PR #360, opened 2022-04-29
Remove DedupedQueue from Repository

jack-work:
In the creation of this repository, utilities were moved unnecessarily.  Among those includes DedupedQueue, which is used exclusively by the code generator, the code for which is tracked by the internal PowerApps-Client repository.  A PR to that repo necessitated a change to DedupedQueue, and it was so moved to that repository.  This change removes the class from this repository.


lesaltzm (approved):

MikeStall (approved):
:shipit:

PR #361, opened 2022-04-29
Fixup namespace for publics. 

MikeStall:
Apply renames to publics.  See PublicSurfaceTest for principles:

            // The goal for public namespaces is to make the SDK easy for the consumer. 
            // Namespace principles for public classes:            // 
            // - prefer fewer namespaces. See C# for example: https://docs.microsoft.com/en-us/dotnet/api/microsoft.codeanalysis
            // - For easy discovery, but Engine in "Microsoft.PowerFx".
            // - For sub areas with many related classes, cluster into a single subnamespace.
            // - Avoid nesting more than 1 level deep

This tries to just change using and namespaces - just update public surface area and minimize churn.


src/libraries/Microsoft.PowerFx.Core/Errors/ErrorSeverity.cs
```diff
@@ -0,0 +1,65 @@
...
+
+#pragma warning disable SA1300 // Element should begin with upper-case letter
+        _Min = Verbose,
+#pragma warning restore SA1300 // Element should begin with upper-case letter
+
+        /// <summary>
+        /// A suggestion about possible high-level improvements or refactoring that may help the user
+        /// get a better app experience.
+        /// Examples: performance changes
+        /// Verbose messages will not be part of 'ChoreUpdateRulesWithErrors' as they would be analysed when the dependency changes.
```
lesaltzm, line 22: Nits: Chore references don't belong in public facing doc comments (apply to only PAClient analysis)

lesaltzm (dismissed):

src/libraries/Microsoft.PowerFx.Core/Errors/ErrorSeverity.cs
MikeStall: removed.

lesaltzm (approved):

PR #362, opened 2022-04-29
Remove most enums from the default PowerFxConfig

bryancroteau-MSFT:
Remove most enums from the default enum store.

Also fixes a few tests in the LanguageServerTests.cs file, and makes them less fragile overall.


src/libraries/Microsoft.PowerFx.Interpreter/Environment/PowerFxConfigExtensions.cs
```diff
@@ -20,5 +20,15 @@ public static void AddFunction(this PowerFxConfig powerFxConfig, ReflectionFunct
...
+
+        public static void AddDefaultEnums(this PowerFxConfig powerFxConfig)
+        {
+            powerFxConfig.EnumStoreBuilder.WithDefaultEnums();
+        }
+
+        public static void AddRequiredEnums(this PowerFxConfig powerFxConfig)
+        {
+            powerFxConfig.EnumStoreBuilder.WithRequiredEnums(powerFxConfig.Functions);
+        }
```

+++

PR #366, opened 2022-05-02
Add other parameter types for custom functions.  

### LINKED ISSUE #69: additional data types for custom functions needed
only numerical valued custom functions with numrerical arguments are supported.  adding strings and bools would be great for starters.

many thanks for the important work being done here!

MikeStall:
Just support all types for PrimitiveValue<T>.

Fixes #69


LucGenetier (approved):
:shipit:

+++

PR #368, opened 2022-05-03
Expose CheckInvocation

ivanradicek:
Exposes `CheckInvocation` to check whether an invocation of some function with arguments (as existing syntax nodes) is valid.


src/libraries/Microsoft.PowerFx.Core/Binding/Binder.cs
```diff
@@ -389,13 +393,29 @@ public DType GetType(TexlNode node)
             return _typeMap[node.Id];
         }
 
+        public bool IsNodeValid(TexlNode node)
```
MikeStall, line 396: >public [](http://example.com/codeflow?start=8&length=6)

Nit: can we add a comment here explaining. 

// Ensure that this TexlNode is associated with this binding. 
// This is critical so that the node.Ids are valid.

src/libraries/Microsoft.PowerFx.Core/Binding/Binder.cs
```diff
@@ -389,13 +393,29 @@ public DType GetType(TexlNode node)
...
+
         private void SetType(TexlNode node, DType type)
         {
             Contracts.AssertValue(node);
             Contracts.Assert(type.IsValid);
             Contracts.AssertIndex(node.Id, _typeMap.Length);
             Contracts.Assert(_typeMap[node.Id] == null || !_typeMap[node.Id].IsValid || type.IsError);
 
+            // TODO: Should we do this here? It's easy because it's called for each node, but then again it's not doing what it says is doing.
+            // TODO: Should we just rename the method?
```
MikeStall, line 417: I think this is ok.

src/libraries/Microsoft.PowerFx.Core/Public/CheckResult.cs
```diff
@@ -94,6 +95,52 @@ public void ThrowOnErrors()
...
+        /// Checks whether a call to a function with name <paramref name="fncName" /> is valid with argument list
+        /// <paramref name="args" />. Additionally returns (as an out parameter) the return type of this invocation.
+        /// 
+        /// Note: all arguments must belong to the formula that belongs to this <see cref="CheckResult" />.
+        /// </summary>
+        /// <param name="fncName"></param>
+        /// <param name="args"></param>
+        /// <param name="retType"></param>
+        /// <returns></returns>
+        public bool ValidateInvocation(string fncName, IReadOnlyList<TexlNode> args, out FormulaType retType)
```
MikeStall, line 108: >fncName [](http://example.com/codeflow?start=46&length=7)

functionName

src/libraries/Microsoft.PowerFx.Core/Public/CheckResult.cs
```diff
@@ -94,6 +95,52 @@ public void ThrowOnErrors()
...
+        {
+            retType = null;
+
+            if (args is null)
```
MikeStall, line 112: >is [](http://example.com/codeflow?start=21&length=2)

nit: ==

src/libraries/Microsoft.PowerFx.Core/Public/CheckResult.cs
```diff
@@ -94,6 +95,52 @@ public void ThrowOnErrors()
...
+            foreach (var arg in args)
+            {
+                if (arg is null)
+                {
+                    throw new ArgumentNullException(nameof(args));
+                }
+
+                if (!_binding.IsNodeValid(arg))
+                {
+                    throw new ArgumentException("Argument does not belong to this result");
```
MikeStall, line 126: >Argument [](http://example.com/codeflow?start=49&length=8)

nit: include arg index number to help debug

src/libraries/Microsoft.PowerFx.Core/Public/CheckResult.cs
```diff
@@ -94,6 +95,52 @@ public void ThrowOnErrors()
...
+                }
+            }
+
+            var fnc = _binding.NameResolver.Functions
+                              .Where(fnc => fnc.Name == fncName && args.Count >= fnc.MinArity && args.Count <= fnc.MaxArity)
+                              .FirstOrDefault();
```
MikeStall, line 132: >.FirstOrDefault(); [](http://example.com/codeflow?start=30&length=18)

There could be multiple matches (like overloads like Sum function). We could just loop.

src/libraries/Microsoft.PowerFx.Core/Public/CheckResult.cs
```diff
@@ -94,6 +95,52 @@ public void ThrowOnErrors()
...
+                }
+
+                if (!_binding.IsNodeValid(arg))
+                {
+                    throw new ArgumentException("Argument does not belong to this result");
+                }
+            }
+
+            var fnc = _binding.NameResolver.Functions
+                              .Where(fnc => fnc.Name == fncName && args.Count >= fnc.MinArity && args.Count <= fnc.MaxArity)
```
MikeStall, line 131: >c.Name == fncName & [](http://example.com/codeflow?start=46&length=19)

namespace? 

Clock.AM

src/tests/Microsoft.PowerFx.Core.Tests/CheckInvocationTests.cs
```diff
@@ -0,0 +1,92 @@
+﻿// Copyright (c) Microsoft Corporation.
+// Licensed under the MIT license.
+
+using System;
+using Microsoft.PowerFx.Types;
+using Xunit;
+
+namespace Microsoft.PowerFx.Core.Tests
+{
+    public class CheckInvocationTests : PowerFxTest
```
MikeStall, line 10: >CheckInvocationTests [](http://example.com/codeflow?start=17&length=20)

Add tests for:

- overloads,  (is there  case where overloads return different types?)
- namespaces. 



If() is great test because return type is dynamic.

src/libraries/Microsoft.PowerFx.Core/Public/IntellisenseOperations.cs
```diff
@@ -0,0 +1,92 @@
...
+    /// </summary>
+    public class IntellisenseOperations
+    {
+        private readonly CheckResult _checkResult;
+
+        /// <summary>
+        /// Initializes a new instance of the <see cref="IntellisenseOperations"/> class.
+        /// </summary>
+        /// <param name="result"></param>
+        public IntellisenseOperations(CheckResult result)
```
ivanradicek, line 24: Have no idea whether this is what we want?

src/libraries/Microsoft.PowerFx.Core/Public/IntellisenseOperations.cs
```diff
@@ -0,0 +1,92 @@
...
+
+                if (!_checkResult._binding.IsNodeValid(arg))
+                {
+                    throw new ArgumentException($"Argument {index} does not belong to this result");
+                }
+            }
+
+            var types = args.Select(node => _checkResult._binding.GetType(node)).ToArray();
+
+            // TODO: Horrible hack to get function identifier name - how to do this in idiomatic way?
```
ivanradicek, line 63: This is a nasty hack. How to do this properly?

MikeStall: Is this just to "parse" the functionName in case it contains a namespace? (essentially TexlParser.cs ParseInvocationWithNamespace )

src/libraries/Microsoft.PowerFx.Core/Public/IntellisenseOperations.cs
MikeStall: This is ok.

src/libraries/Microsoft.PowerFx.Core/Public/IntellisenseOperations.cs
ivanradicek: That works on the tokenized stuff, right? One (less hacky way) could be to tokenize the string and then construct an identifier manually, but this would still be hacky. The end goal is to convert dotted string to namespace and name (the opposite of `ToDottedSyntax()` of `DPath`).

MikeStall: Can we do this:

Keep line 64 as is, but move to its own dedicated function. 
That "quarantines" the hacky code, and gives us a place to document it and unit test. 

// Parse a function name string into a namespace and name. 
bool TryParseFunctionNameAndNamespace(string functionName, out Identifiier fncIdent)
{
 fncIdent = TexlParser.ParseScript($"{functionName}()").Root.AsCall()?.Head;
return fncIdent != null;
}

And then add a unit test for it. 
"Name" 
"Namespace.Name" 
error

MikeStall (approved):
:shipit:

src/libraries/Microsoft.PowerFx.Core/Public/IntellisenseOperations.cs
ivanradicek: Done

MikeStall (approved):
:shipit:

+++

Count the lines of the records that contain the word "fncName". Give only the count.

(RESULT OF THIS EXERCISE)
7